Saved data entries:
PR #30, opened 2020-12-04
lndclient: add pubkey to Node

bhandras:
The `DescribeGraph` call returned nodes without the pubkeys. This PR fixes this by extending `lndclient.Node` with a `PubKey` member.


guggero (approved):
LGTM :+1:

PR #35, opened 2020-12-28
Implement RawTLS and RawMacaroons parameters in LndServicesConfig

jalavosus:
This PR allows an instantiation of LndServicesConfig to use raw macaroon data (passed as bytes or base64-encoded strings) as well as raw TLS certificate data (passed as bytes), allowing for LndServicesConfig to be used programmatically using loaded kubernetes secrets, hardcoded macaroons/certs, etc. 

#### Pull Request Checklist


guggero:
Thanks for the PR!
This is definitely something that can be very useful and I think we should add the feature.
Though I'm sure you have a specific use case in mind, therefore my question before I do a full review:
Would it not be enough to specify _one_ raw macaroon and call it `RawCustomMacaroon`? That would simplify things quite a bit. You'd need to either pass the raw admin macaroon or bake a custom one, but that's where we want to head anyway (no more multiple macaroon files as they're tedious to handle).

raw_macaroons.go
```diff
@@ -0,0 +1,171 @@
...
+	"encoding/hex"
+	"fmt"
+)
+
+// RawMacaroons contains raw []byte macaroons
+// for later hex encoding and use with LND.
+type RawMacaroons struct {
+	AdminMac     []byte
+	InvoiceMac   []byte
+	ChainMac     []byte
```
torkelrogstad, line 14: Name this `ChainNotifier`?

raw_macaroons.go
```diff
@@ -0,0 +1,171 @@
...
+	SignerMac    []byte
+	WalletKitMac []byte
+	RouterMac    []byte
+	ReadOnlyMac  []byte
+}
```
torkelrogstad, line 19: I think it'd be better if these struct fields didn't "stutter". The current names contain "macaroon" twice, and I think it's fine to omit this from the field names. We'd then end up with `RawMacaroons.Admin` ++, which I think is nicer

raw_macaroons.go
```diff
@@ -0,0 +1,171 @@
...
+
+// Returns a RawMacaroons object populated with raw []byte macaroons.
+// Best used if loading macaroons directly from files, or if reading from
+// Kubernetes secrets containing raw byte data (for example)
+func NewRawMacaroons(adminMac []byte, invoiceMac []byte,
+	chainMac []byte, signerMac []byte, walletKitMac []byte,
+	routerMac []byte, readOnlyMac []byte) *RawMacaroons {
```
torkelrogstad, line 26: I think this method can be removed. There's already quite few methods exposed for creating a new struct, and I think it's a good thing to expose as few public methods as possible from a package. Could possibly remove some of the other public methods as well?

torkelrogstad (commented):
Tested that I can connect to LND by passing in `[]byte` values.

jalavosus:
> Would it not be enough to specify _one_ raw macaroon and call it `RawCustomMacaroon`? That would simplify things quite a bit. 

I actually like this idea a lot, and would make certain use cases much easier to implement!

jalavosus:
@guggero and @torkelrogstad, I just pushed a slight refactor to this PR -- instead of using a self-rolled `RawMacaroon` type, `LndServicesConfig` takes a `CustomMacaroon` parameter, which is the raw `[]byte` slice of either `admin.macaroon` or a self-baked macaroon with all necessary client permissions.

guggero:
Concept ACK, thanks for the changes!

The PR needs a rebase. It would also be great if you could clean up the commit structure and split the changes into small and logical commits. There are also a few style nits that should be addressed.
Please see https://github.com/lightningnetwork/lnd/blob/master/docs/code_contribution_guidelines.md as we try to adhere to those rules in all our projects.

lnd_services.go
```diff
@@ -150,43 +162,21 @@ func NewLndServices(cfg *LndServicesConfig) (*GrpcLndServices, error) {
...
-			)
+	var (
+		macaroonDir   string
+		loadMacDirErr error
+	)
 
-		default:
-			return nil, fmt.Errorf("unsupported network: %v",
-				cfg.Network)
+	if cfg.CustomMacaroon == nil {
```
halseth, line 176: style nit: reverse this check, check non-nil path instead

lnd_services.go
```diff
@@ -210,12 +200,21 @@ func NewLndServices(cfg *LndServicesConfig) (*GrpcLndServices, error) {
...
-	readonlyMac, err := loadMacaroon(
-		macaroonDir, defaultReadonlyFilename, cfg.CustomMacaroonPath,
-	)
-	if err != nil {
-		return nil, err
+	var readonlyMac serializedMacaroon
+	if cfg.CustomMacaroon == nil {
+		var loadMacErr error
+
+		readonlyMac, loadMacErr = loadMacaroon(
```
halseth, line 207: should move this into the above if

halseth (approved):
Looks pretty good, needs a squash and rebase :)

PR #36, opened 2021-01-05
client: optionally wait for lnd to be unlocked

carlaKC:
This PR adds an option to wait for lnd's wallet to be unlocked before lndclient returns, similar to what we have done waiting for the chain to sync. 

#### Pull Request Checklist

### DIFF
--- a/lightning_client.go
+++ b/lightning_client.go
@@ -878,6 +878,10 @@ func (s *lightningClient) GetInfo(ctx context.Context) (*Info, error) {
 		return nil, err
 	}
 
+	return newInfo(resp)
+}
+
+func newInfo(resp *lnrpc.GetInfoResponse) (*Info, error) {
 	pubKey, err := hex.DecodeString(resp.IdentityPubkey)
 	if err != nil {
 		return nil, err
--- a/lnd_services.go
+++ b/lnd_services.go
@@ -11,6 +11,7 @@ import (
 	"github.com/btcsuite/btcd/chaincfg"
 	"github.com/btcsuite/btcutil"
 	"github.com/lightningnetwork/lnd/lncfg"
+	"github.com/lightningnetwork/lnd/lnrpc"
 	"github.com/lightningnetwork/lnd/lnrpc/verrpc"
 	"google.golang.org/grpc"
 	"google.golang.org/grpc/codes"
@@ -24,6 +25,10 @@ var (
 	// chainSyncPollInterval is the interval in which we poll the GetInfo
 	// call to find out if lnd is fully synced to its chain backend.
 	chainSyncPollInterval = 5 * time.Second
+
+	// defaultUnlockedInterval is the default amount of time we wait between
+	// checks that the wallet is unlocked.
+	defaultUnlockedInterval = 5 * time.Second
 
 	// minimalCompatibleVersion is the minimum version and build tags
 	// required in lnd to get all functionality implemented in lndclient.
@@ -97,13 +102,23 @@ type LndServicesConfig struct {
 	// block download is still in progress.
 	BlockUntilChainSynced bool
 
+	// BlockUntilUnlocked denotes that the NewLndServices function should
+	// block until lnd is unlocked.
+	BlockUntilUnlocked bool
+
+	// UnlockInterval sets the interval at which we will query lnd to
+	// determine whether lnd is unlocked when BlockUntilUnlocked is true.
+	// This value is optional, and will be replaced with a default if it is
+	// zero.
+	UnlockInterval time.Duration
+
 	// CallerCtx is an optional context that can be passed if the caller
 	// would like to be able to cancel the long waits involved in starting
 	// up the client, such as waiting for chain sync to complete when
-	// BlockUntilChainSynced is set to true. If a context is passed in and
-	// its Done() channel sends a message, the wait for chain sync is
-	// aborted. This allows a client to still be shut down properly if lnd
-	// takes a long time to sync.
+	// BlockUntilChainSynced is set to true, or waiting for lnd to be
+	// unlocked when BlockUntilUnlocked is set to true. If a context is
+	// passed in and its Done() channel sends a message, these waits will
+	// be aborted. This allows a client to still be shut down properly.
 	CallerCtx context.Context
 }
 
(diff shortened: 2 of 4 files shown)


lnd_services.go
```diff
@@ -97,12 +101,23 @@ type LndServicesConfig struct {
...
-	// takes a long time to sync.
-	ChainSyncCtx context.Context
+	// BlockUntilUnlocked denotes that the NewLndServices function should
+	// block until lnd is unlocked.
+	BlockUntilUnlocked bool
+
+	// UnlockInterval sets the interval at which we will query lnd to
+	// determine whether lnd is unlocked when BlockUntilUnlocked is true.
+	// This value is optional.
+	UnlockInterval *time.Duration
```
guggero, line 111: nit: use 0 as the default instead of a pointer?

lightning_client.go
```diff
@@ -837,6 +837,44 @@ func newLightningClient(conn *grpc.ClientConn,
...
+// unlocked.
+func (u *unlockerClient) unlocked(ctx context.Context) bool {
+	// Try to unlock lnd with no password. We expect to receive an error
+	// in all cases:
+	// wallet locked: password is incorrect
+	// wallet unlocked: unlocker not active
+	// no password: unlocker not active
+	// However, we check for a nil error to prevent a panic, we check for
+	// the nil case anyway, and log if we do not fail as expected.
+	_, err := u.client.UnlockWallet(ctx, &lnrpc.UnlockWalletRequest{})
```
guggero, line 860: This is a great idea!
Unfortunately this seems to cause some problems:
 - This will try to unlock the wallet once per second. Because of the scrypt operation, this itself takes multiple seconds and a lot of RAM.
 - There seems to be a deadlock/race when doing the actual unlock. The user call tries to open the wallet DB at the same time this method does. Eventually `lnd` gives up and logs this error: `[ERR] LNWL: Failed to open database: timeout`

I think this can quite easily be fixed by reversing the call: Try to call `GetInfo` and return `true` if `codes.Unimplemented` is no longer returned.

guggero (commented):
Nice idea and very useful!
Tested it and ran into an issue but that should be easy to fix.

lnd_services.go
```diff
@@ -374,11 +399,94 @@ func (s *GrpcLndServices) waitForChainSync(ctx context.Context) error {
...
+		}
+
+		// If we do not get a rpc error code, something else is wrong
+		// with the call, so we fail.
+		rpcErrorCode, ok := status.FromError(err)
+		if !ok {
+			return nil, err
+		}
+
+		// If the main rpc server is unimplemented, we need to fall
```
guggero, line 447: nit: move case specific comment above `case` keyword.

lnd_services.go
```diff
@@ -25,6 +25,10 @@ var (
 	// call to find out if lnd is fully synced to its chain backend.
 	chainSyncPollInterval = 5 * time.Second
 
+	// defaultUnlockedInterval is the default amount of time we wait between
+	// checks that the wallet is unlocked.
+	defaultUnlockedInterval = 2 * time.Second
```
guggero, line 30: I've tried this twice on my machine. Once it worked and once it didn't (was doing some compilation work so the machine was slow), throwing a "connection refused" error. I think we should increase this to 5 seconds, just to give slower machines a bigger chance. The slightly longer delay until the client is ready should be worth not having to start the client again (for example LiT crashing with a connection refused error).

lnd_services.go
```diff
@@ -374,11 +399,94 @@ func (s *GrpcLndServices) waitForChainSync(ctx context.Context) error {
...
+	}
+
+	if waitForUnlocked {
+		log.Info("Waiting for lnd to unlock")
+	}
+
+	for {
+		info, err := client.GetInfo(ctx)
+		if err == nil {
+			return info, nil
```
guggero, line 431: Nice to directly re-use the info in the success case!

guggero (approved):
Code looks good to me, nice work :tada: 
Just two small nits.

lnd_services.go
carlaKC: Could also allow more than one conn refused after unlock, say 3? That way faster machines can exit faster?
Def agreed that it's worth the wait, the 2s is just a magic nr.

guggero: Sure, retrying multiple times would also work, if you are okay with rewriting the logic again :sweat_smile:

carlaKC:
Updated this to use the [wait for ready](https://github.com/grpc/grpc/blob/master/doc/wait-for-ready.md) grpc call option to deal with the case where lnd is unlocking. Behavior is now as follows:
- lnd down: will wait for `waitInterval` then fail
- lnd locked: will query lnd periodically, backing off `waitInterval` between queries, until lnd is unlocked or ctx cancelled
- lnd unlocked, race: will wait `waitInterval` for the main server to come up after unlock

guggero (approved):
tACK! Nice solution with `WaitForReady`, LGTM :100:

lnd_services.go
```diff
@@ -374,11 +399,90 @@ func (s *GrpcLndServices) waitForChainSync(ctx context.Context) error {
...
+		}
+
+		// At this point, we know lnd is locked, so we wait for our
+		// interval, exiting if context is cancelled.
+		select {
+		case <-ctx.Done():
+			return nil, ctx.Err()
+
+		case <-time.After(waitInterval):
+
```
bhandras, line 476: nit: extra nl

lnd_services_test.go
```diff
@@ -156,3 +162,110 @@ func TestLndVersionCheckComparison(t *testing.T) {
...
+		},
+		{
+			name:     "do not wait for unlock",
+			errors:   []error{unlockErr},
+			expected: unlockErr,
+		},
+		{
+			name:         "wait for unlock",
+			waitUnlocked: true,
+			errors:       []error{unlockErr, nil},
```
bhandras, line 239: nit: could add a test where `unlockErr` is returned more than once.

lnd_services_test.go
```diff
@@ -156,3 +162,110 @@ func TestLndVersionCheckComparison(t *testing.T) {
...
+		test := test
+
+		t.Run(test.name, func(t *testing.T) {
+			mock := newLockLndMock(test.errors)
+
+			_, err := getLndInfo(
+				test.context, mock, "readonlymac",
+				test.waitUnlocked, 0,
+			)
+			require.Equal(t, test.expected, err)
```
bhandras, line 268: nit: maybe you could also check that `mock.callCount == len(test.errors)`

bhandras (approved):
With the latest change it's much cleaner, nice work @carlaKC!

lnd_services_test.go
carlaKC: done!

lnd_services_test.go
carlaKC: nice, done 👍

* Exercise:
An exact number is called for here: how many lines across the records contain the word "bhandras". Nothing else belongs in the answer.

* Result of the exercise:
5